According to the German Herald, the "medical breakthrough" is being used to test cosmetics and other consumer products and could someday replace all animal testing. The so-called Skin Factory, at the Fraunhofer Institute in Stuttgart, takes foreskin cells donated to the project and uses them to grow the skin, according to spokesman Andreas Traube. More from the Herald:
Scientists extract a single layer of cells from each foreskin and then grow on layers of collagen and connective tissue in the Skin Factory, a sealed growing environment just seven meters, by thee meters, and three meters high and kept at a constant temperature of 37 degrees centigrade.
The scientists use the Skin Factory machine--some 22 feet long, 10 feet tall and 10 feet wide--to grow the new skin. Parents provide the scientists with permission before they are allowed to use the donated foreskins.
Once the cells are multiplied inside the machine, researchers then inject them into a gel that causes them to grow into a sheet that simulates the epidermis. The layers are then fused together, creating a replica of natural human skin.
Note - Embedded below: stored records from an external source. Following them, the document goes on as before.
Issue #538, opened 2021-01-27
PixelData test failing due to temporary file move


hsautessella:
The place where `PixelData` objects hold their temporary files changed from `tempdir()` to `get(parallel_config, 'working_directory')` in 14978979eac0f2762d137b2c51d29c02fcccfd37. This went undetected at first because the two directories are often the same, but many Windows builds are now failing because some `PixelData` tests are still looking for the temporary files in `tempdir()`.

Failing tests are: 

- [`test_PixelData::test_unedited_dirty_pages_are_not_rewritten`](https://github.com/pace-neutrons/Horace/blob/03f1d1a3c007ea413e97efe5ffabf774a8e093cf/_test/test_sqw/test_PixelData.m#L887) 
- [`test_PixelData::test_dirty_pix_tmp_files_are_deleted_when_pix_out_of_scope`](https://github.com/pace-neutrons/Horace/blob/03f1d1a3c007ea413e97efe5ffabf774a8e093cf/_test/test_sqw/test_PixelData.m#L596).

**Output:**
- Above tests passing even if `tempdir() ~= get(parallel_config, 'working_directory')`

PR #539, opened 2021-01-27
PR: PixelData test failing due to temporary file move

hsautessella:
A couple of `PixelData` tests have been updated to look for pixel temporary files in the correct place.

Addresses #538


oerc0122 (approved):

_test/test_sqw/test_PixelData.m
```diff
@@ -597,7 +597,10 @@ function test_dirty_pix_tmp_files_are_deleted_when_pix_out_of_scope(obj)
             old_rng_state = rng();
             fixed_seed = 774015;
             rng(fixed_seed, 'twister');  % this seed gives an expected object_id_ = 54452
-            expected_tmp_dir = fullfile(tempdir(), 'sqw_pix54452');
+            expected_tmp_dir = fullfile( ...
+                get(parallel_config, 'working_directory'), ...
+                'sqw_pix54452' ...
+            );
             clean_up = onCleanup(@() rng(old_rng_state));
```
cmarooney-stfc, line 604: Shouldn't the onCleanup call precede the rng call on L.599? Ditto at L.899

nickbattam-tessella: They will work fine where they are: the `old_rng_state` variable is set as the rng is reseeded. This call creates function pointer that is executed at the end of the method to restore that.

nickbattam-tessella (approved):

_test/test_sqw/test_PixelData.m
cmarooney-stfc: @nickbattam-tessella What if rng or fullfile errors?

hsautessella: I've moved the call up 👍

Traube said the foreskin is taken from children aged 1-4, because the younger tissue has better research applications. "The older the skin is, the worse it performs," he said. According to the report, the cells taken from a single foreskin can produce test skin samples in six weeks. The success of the research has led the Skin Factory to consider expanding its efforts to commercial projects.
"It's logical that we'd want to take the operation to a bigger scale," Traube said. "In the future, there are all sort of possible applications for the Skin Factory like cancer research, pigmentation diseases, and allergic reactions."